A strong employer brand enhances company reputation, improves employee retention, attracts investment, and ultimately increases business valuation. People Director Catherine Wood shares her expertise on how employer branding influences financial success, mergers, and acquisitions.
Employer brand as an intangible yet powerful asset
Catherine explains that a company’s employer brand is more than just a recruitment tool. It is the perception of its culture, reliability, and quality. Unlike physical assets, you can’t buy a good reputation, it must be built (and earned) over time. If an organisation needs to improve its employer brand, it takes at least two years of consistent effort in good communication, looking after people, and building a cohesive team. For companies with a strong brand already in place, this is a huge competitive advantage.
The financial impact of a strong employer brand
A well-regarded employer brand directly affects business valuation and deal-making. Catherine worked with a large pharmaceutical company that had merged with another larger household name. It attracted multiple merger opportunities due to its existing strong brand reputation. This resulted in them being in the lucky position of being able to choose the best deal on the table. The actual merger process was straightforward and quick; there were fewer questions and revisions to the deal, due to the respect their brand commanded.
In contrast, a small telecoms company with a poor employer brand struggled during an acquisition. Negative Glassdoor reviews and health & safety concerns that were in the public domain made the buying company more demanding and aggressive in negotiations to complete the deal. Ultimately, the telecoms company had to lower its asking price due to employer brand concerns—proving that reputation has a direct financial impact. Even after the purchase the transfer of staff and onboarding process was uncomfortable as there wasn’t the respect between the two organisations.

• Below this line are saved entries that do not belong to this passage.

PR #2871, opened 2024-11-24
Provide a toggle to turn on display of seek graph

GreenAsJade:
Fixes seek graph taking up unwelcome space on Custom Games page

## Proposed Changes

  - Provide a toggle to turn it on for people who want to see it.
  

Note: some shenanigans are required to keep seek graph rendered, so we don't loose the ref to it.

### DIFF
--- a/src/views/Play/CustomGames.tsx
+++ b/src/views/Play/CustomGames.tsx
@@ -74,6 +74,12 @@ export function CustomGames(): JSX.Element {
     const canvas: HTMLCanvasElement = React.useMemo(() => allocateCanvasOrError(), []);
     const seekgraph = React.useRef<SeekGraph>();
 
+    const [seekGraphVisible, setSeekGraphVisible] = React.useState(true);
+
+    const toggleSeekGraph = () => {
+        setSeekGraphVisible((prev) => !prev);
+    };
+
     // Used to not change the challenge list while they are trying to point the mouse at it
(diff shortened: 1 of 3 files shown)


src/views/Play/CustomGames.tsx
```diff
@@ -74,6 +74,12 @@ export function CustomGames(): JSX.Element {
     const canvas: HTMLCanvasElement = React.useMemo(() => allocateCanvasOrError(), []);
     const seekgraph = React.useRef<SeekGraph>();
 
+    const [seekGraphVisible, setSeekGraphVisible] = React.useState(false);
```
anoek, line 77: Maybe should do a `usePreference` here instead of `useState` so we remember their setting?

GreenAsJade: Doh yes!

BHydden:
Wouldn't default on be less abrasive amidst some other controversial UI changes? 😅

GreenAsJade:
I haven't seen anyone arguing in favour of the seek graph, and it's position seems to be agreed as "making it even harder to find the custom games".

BHydden:
Personally I agree, if it were me I would scrap it. But I seem to remember past forum discussions about that meeting resistance. Lemme see if I can find any.

GreenAsJade:
I think anyone desperate that we keep it should be satisfied that in one click it will remain there for ever more for them

PR #2891, opened 2024-12-13
Improve mobile menu left padding to match hamburger

tylerbarker:
# Overview

I noticed the mobile menu items left padding currently doesn't match that of the hamburger and it was bothering me a bit, hope this is welcome!

## Before

mobileMenuBefore

## After

mobileMenuAfter


anoek:
Thanks!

Leadership’s role in strengthening employer brand
Employer brand isn’t just about marketing; it must be driven by leadership. Catherine highlighted companies that turned their reputations around through strategic leadership decisions.
- A few years ago, Octopus Energy took a deliberate decision to turn their reputation around by investing in its employee experience. They are now one of the most respected and award-winning companies in the UK for customer services which has increased its customer base and reputation.
- In contrast, HMRC is known for poor service (In 2023, the House of Commons Public Accounts Committee reported that average waiting times to reach HMRC were 23 minutes, with only 60% of callers managing to speak to an adviser. Notably, 44,000 customers were cut off after waiting over 70 minutes.). As a result, it reportedly struggles with poor brand perception, frequent staff strikes, and high levels of internal fraud— leading to low employee engagement and a negative public image.
Leadership plays a crucial role in embedding an employer brand that employees believe in. One family-owned business that Catherine worked with has a deeply loyal workforce because the directors are committed to looking after their people. This emotional connection has created a desire to perform through a strong employer brand without needing traditional branding efforts.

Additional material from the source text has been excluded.